By the end of the week, Democrats in the state legislature were calling for a probe into the whole affair.

Meeting with the Governor

In his deposition, Rudo testified his office sent a warning to about 400 homeowners near Duke plants in late 2014, telling them their well water wasn’t safe to drink because of pollution from Duke’s coal ash.

Rudo said groundwater samples showed increased levels of hexavalent chromium and vanadium, both cancer-causing agents. As a result, while the issue was still being debated by Duke and other state environmental and health officials, Duke began supplying some of the homeowners with bottled water.

Duke Energy, Coal Ash
Duke Energy engineers and consultants view the breach at Dan River coal ash storage pond in 2014. Source: North Carolina Department of Environmental Quality

Rudo said that in early 2015, he was called in to a discussion with Reeder and other higher-ups about the wording of the letters. “They wanted language put on there that stated, in essence, we were overreacting in telling people not to drink their water,” Rudo said in the deposition. He said he objected to the wording and told them to take his name off the letter.

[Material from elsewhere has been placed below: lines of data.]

PR #239, opened 2019-08-21
Added toString for UInt64 to allow representing a 64-bit integer as a string.

Alexhuszagh:
This is very useful for derived projects from the nem2-typescript-sdk, since it allows representing heights, fees, etc. as strings (useful for user-interfacess, keys for databases, etc.). It supports any radix, and defaults to 10.

### DIFF
--- a/src/model/UInt64.ts
+++ b/src/model/UInt64.ts
@@ -90,18 +90,15 @@ export class UInt64 {
      * @return {string}
      */
     public toString(radix: number = 10): string {
-        var result = '';
-        var high = this.higher;
-        var low = this.lower;
-        while (true) {
-            var mod = (high % radix) * 0x100000000 + low;
+        let result = '';
+        let high = this.higher;
+        let low = this.lower;
+        do {
+            let mod = (high % radix) * 0x100000000 + low;
             high = Math.floor(high / radix);
             low = Math.floor(mod / radix);
             result = (mod % radix).toString(radix) + result;
-            if (!high && !low) {
-                break;
-            }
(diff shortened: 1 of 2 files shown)


src/model/UInt64.ts
```diff
@@ -84,6 +84,27 @@ export class UInt64 {
...
+    /**
+     * Get string representation of number (by default, decimal representation)
+     *
+     * @return {string}
+     */
+    public toString(radix: number = 10): string {
+        var result = '';
+        var high = this.higher;
+        var low = this.lower;
+        while (true) {
```
rg911: while (true)?? Don't see it as good practice

src/model/UInt64.ts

“You know, I can’t stand behind that,” he said. “It is just not right. It is going to confuse people. People are not going to really know whether they should drink the water or not,” Rudo testified.

The dispute came to a head, he said, when he was called to another meeting with a McCrory aide in March 2015 in which McCrory briefly took part by phone. “I have never talked to a governor in all of the years I have been here, so I was a little … intimidated,” he said.

Rudo said McCrory and the aide raised concerns about the department warning people not to drink the water.

The language on the letters was changed, and the revised letter was sent out while he was on vacation. “And it was just amazingly misleading and dishonest language,” Rudo said.

In May 2015, EPA fined Duke $102 million for federal Clean Water Act violations; North Carolina added a $6.6 million penalty.

Following public outcry, North Carolina legislators passed legislation calling for Duke to clean up all of its coal ash dumps in the state.

McCrory, who had worked for Duke for almost three decades before becoming governor, vetoed the bill in June 2016. Last month, he signed a compromise bill calling for Duke to begin cleaning up half of its coal storage sites immediately while monitoring the rest.

Deposition Becomes Public

The dispute became public last week after the Southern Environmental Law Center filed Rudo’s redacted deposition in the group’s lawsuit.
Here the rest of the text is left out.